_EXERCISE DIRECTIONS_
Below is a set of entries. Print the line that contains "llevitis: @cmadjar - good" and every later line word for word, through the final one.

_THE DATA_
================================

PR #306, opened 2018-05-30
DeepQC interoperability 

llevitis:
This PR replaces #304 so as to be based off of the minor branch. I've addressed almost all the changes that were requested by @cmadjar and @MounaSafiHarab in the original PR. 

`computeDeepQC`:  
- [x] computeDeepQC takes as input the `profile`, `upload_id`, and `tarchive_id`. 
- [x] `computeDeepQC` determines the project specific `AcquisitionProtocolID` for T1 scans based on the `t1_scan_type` config setting. 
- [x] For any T1 MNC file associated with the `tarchive_id`, a POST request is made to the DeepQC app to compute the probability of passing QC. The response of this request is a JSON object with the prediction and confidence of the the most up to date algorithm. 
- [x] The JSON object is parsed, and the prediction value is used to update the `DeepQC` parameter in the `parameter_files` table. 
- [ ] Should the confidence also be added to the parameter_files table? or can it be added along with the prediction as a JSON object? 
- [ ] LWP::Agent & JSON::PP must be installed for existing projects. 

`BackPopulateDeepQC`: 
- [x] can either be run with a single `tarchive_id` passed or without `tarchive_id` as an argument in order to run DeepQC on every single T1 MNC the project has. 
- [ ] add Perldoc documentation

### DIFF
--- a/tools/BackPopulateDeepQC.pl
+++ b/tools/BackPopulateDeepQC.pl
@@ -126,9 +126,13 @@ if($sth->rows > 0) {
 	# Create tarchive list hash with old and new location
     while ( my $rowhr = $sth->fetchrow_hashref()) {
         my $TarchiveID = $rowhr->{'TarchiveID'};
+        my $SourceLocation = $rowhr->{'SourceLocation'};
 		print "Currently updating the DeepQC for applicable files in parameter_file table ".
             "for tarchiveID $TarchiveID\n";
-        $utility->computeDeepQC($TarchiveID, $profile);
+        my $upload_id = NeuroDB::MRIProcessingUtility::getUploadIDUsingTarchiveSrcLoc(
+                        $SourceLocation
+                    );
+        $utility->computeDeepQC($TarchiveID, $upload_id, $profile);
 		print "Finished updating DeepQC for for TarchiveID $TarchiveID\n";
 	}
 }
--- a/tools/BackPopulateDeepQC.pl
+++ b/tools/BackPopulateDeepQC.pl
@@ -97,7 +97,7 @@ my $logfile  = "$LogDir/$templog.log";
 ################## Instantiate MRIProcessingUtility ############
 ################################################################
 my $utility = NeuroDB::MRIProcessingUtility->new(
-                  $db, \$dbh,$debug,$TmpDir,$logfile,
+                  \$dbh,$debug,$TmpDir,$logfile,
                   $LogDir,$verbose
               );
 
--- a/tools/BackPopulateDeepQC.pl
+++ b/tools/BackPopulateDeepQC.pl
@@ -9,6 +9,7 @@ use File::Find;
 use Cwd;
 use NeuroDB::DBI;
 use NeuroDB::MRIProcessingUtility;
+use NeuroDB::ExitCodes;
 
 my $verbose = 1;
 my $debug = 1;
@@ -116,11 +117,11 @@ if (!defined($TarchiveID)) {
 else {
     $query = "SELECT TarchiveID " .
         "FROM tarchive ".
-        "WHERE TarchiveID = $TarchiveID ";
+        "WHERE TarchiveID = ?";
 }
 
 my $sth = $dbh->prepare($query);
-$sth->execute();
+$sth->execute($TarchiveID);
 
 if($sth->rows > 0) {
 	# Create tarchive list hash with old and new location
@@ -133,11 +134,11 @@ if($sth->rows > 0) {
                         $SourceLocation
                     );
         $utility->computeDeepQC($TarchiveID, $upload_id, $profile);
-		print "Finished updating DeepQC for for TarchiveID $TarchiveID\n";
+		print "Finished updating DeepQC for TarchiveID $TarchiveID\n";
 	}
 }
 else {
-	print "No tarchives to be updated \n";
+	print "No tarchive to be updated \n";
 }
 
 $dbh->disconnect();
--- a/tools/BackPopulateDeepQC.pl
+++ b/tools/BackPopulateDeepQC.pl
@@ -1,0 +1,140 @@
+#! /usr/bin/perl
+
+use strict;
+use warnings;
+use Getopt::Tabular;
+use File::Temp qw/ tempdir /;
+use File::Basename;
+use File::Find;
+use Cwd;
+use NeuroDB::DBI;
+use NeuroDB::MRIProcessingUtility;
+
+my $verbose = 1;
+my $debug = 1;
+my $profile = undef;
+my $TarchiveID = undef;
+my $query;
+
+my @opt_table = (
+    [ "-profile", "string", 1, \$profile,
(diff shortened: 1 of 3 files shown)


tools/BackPopulateDeepQC.pl
```diff
@@ -0,0 +1,144 @@
...
+
+use strict;
+use warnings;
+use Getopt::Tabular;
+use File::Temp qw/ tempdir /;
+use File::Basename;
+use File::Find;
+use Cwd;
+use NeuroDB::DBI;
+use NeuroDB::MRIProcessingUtility;
```
cmadjar: missing `use NeuroDB::ExitCodes;` in the imports

tools/BackPopulateDeepQC.pl
```diff
@@ -0,0 +1,144 @@
...
+if (!defined($TarchiveID)) {
+    $query = "SELECT TarchiveID " .
+        "FROM tarchive";
+}
+# Selecting tarchiveID is redundant here but it makes the while() loop
+# applicable to both cases; when a TarchiveID is specified or not
+else {
+    $query = "SELECT TarchiveID " .
+        "FROM tarchive ".
+        "WHERE TarchiveID = $TarchiveID ";
```
cmadjar: for the queries, should use the new Moose system that Nicolas developed.

General comment: variables should not be integrated in the query, instead, use placeholders in the query and execute the query with the variables. For this example, $TarchiveID should be replaced by a placeholder in the query (`?` in Perl) and the query should be executed with the `$TarchiveID` variable: `$sth-> execute($TarchiveID)`

tools/BackPopulateDeepQC.pl
```diff
@@ -0,0 +1,144 @@
...
+            "for tarchiveID $TarchiveID\n";
+        my $upload_id = NeuroDB::MRIProcessingUtility::getUploadIDUsingTarchiveSrcLoc(
+                        $SourceLocation
+                    );
+        $utility->computeDeepQC($TarchiveID, $upload_id, $profile);
+		print "Finished updating DeepQC for for TarchiveID $TarchiveID\n";
+	}
+}
+else {
+	print "No tarchives to be updated \n";
```
cmadjar: remove the 's' from 'tarchives'

tools/BackPopulateDeepQC.pl
```diff
@@ -0,0 +1,144 @@
...
+    while ( my $rowhr = $sth->fetchrow_hashref()) {
+        my $TarchiveID = $rowhr->{'TarchiveID'};
+        my $SourceLocation = $rowhr->{'SourceLocation'};
+		print "Currently updating the DeepQC for applicable files in parameter_file table ".
+            "for tarchiveID $TarchiveID\n";
+        my $upload_id = NeuroDB::MRIProcessingUtility::getUploadIDUsingTarchiveSrcLoc(
+                        $SourceLocation
+                    );
+        $utility->computeDeepQC($TarchiveID, $upload_id, $profile);
+		print "Finished updating DeepQC for for TarchiveID $TarchiveID\n";
```
cmadjar: remove duplicated 'for' in the sentence to be printed

uploadNeuroDB/NeuroDB/MRIProcessingUtility.pm
```diff
@@ -1641,6 +1643,90 @@ sub computeSNR {
...
+
+    while ($row = $minc_file_arr->fetchrow_hashref()) {
+        $filename = $row->{'file'};
+        my $fileID = $row->{'FileID'};
+        my $acqID = $row->{'AcquisitionProtocolID'};
+        $base = basename($filename);
+        $fullpath = $data_dir . "/" . $filename;
+        if (-e $fullpath) {
+            if ($acqID == $t1_scan_result) {
+                my $url = 'http://127.0.0.1:5000/deepqc/' . $fileID;
```
cmadjar: shouldn't the http address be in the Config? As I understand it, this is the url for IBIS but other projects might have different url for the deep QC algo since the algo would be different for each project (at least that is what I understood from our discussion).

uploadNeuroDB/NeuroDB/MRIProcessingUtility.pm
```diff
@@ -1641,6 +1643,90 @@ sub computeSNR {
...
+            }
+            else {
+                $message = "The DeepQC probability can not be computed for $base. ".
+                    "The imaging modality is not ".
+                    "supported by the DeepQC computation. \n";
+                $this->{LOG}->print($message);
+                $this->spool($message, 'N', $upload_id, $notify_detailed);
+            }
+        } else {
+            print "File doesn't exist.\n"
```
cmadjar: Maybe elaborate this message: 
'File $filefullpath not found in the filesystem' or something like that?

uploadNeuroDB/tarchiveLoader
```diff
@@ -570,6 +570,10 @@ foreach my $minc (@minc_files) {
 ################################################################
 $utility->computeSNR($tarchiveInfo{TarchiveID}, $upload_id, $profile);
 ################################################################
+############### Compute DeepQC on T1W images ###################
+################################################################
+$utility->computeDeepQC($tarchiveInfo{TarchiveID}, $upload_id, $profile);
```
cmadjar: technically, the call to this function should be optional based on whether DeepQC is allowed for the project. Maybe you could add a configuration in the imaging pipeline section "Compute Deep QC" with "yes/no" options. Then in the code, if the config is set to "yes" then call that computeDeepQC function.

uploadNeuroDB/NeuroDB/MRIProcessingUtility.pm
llevitis: @cmadjar - http://127.0.0.1:5000/ would just be the localhost address since the app would be hosted on the same server where all the MNC files are. I can add this more explicitly to the config file though so that it can be customizable.

uploadNeuroDB/tarchiveLoader
llevitis: @cmadjar - good point!! will add that :sparkles:

uploadNeuroDB/NeuroDB/MRIProcessingUtility.pm
crocodoyle: I agree that the URL should be in configuration somewhere

uploadNeuroDB/tarchiveLoader
crocodoyle: This should be split up into two calls, a POST to send the image to DeepQC, and a GET (not necessarily here) to get the results. If DeepQC goes down/never returns, it should not block LORIS forever.

MounaSafiHarab:
the Loris one got merged to 19.2 which means it made it to 20.0 but the MRI side is not ready yet...

cmadjar:
No one is maintaining this branch, needs rebase and code changes to be applied. Since it is very IBIS specific, will close this PR for now.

================================

_OUTPUT OF THE EXERCISE_
llevitis: @cmadjar - good point!! will add that :sparkles:

uploadNeuroDB/NeuroDB/MRIProcessingUtility.pm
crocodoyle: I agree that the URL should be in configuration somewhere

uploadNeuroDB/tarchiveLoader
crocodoyle: This should be split up into two calls, a POST to send the image to DeepQC, and a GET (not necessarily here) to get the results. If DeepQC goes down/never returns, it should not block LORIS forever.

MounaSafiHarab:
the Loris one got merged to 19.2 which means it made it to 20.0 but the MRI side is not ready yet...

cmadjar:
No one is maintaining this branch, needs rebase and code changes to be applied. Since it is very IBIS specific, will close this PR for now.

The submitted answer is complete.